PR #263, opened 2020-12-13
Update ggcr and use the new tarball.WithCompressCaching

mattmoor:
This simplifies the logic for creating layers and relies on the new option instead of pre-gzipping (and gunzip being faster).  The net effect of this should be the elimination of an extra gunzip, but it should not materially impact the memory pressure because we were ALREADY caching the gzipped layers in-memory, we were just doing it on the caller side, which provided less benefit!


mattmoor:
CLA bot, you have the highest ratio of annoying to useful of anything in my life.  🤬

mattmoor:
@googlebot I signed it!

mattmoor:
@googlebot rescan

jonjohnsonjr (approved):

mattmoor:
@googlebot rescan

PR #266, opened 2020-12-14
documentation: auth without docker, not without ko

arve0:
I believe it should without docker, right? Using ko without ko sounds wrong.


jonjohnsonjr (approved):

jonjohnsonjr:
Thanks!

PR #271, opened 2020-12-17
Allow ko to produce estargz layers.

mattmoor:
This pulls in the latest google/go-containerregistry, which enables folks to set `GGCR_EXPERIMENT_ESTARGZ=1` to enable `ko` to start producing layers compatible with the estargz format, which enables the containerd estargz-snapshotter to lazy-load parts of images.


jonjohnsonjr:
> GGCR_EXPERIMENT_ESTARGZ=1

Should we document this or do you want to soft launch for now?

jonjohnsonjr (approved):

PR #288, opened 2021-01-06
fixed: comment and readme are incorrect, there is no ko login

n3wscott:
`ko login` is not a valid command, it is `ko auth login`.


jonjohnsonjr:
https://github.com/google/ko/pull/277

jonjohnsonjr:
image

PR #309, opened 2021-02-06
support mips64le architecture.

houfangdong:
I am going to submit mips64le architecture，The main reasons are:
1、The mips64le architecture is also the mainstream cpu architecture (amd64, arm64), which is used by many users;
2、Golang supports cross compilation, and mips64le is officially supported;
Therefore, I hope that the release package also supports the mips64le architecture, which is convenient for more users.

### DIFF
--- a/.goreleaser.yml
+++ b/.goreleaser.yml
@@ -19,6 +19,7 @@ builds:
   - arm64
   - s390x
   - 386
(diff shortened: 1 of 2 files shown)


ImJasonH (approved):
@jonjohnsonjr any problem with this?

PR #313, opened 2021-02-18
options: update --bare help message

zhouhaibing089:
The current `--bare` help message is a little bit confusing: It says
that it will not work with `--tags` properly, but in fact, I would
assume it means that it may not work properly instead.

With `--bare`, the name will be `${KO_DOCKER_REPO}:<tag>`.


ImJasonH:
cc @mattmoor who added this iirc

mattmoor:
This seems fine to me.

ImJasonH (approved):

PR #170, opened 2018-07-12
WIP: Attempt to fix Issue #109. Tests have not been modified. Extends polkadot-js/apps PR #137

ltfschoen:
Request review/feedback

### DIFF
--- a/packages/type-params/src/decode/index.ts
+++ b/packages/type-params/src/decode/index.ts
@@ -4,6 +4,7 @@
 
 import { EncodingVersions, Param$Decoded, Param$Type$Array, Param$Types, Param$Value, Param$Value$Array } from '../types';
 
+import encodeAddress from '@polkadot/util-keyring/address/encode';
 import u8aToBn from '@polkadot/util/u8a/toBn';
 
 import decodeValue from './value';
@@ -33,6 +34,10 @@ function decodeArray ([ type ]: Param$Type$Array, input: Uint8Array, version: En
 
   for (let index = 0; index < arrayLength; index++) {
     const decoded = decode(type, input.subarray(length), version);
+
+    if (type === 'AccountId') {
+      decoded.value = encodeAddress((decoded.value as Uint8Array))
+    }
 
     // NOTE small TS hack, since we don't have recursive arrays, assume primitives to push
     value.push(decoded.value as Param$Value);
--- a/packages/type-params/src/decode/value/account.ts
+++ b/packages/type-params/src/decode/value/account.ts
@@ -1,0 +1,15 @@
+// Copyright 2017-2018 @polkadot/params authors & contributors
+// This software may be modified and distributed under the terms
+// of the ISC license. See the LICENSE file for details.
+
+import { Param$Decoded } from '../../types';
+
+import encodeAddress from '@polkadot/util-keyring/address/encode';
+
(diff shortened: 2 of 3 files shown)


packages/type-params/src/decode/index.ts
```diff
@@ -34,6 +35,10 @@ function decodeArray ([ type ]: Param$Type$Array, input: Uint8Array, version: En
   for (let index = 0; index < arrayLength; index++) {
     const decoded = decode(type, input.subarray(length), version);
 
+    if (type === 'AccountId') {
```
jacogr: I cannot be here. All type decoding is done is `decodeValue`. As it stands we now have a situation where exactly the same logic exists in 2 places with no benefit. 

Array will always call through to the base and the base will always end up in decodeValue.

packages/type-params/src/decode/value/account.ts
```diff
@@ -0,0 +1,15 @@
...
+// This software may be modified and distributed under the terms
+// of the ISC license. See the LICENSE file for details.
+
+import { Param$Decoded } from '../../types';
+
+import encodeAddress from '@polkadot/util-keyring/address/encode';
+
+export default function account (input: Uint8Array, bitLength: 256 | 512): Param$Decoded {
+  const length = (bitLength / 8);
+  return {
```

**Activity**
Please copy each line of the records above that holds the word "users".

**Solution to the exercise**
1、The mips64le architecture is also the mainstream cpu architecture (amd64, arm64), which is used by many users;
Therefore, I hope that the release package also supports the mips64le architecture, which is convenient for more users.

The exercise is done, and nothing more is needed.